Please, don't do that! I've seen such notation from time to time even in textbooks, but this thread shows, how confusing that is! It's of course not wrong, but it's confusing. My experience is that it is much better to keep to bra-ket notation strictly for the abstract vectors. It's the great advantage of the Dirac notation that it is representation independent, and you can do many general calculations in a much clearer way without introducing a basis/representation.

If you have an application, where matrix-vector notation in $\mathbb{C}^d$ or $\ell^2$ are needed, it's very easy to introduce them.
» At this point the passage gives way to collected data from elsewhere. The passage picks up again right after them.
PR #326, opened 2017-09-25
feature/IA-398

dephillipsmichael:
Add functionality in base schedule manager to be notified when a task becomes available.  This can be used in conjunction with deep linking for a stable way to send users to a task or task group after they arrive in the app.

### DIFF
--- a/BridgeAppSDK/SBAScheduledActivityManager.swift
+++ b/BridgeAppSDK/SBAScheduledActivityManager.swift
@@ -92,6 +92,12 @@ open class SBABaseScheduledActivityManager: NSObject, ORKTaskViewControllerDeleg
     }
     fileprivate var _user: SBAUserWrapper!
     
+    /**
+     This closure will be non-nil when notifyWhenTaskIsAvailable is called and we
+     are waiting for a certain task to become available
+    */
+    fileprivate var notifyTaskAvailableId: String?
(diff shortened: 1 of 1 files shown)


BridgeAppSDK/SBAScheduledActivityManager.swift
```diff
@@ -1075,6 +1088,25 @@ open class SBABaseScheduledActivityManager: NSObject, ORKTaskViewControllerDeleg
         }
     }
     
+    /**
+     If the task is available right away, the callback will be invoked
+     Otherwise, we will save the callback to be executed later when today's task is available
+    */
+    public func notifyWhenTaskIsAvailable(taskId: String, callback: @escaping () -> Void) {
```
syoung-smallwisdom, line 1095: If not intended to be overridable, mark it as final.  

Additionally, please don't call this from the private load and set the callback and id again. And what happens if the developer sets this up to listen for more than one task id? Then this will get clobbered and end up with the closure not getting called at all.

syoung-smallwisdom (changes requested):
I'm not sure I understand the value of this. Why not just have the app override `open func load(scheduledActivities: [SBBScheduledActivity])` and check there?

dephillipsmichael:
Closing to be implemented within MasterScheduleActivityManager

I suggest then you write
$$\psi_n=\langle n|\psi \rangle,$$
where the $|n \rangle$ are an orthonormal basis and then define
$$\psi=\begin{bmatrix}\psi_1 \\ \psi_2\\ \vdots \end{bmatrix},$$
and for the Operators you introduce matrix elements
$$A_{mn}=\langle m |\hat{A}|n \rangle$$
and matrices
$$\boldsymbol{A}=\begin{pmatrix} A_{11} & A_{12} & \ldots \\ A_{21} & A_{22} & \ldots & \\ \vdots & \vdots & \ddots & \end{pmatrix}.$$
This, perhaps somewhat overpedantic, notation helps a lot to avoid the kind of confusion we try to cure in this thread!

25. Apr 2, 2017

Staff: Mentor

Yes, that is true. But notice that it says nothing about the state vector. It's a property of the operator.

There isn't one, if you mean a vector independent of a choice of basis, i.e., of a specific operator. There are no probability amplitudes unless you choose what measurement you are going to make. That means choosing an operator, which means choosing a basis: the probability amplitudes are then the components of the state vector in that basis. You are having problems because you keep trying to think of the state vector as giving amplitudes without choosing an operator/basis. You can't do that; it doesn't work.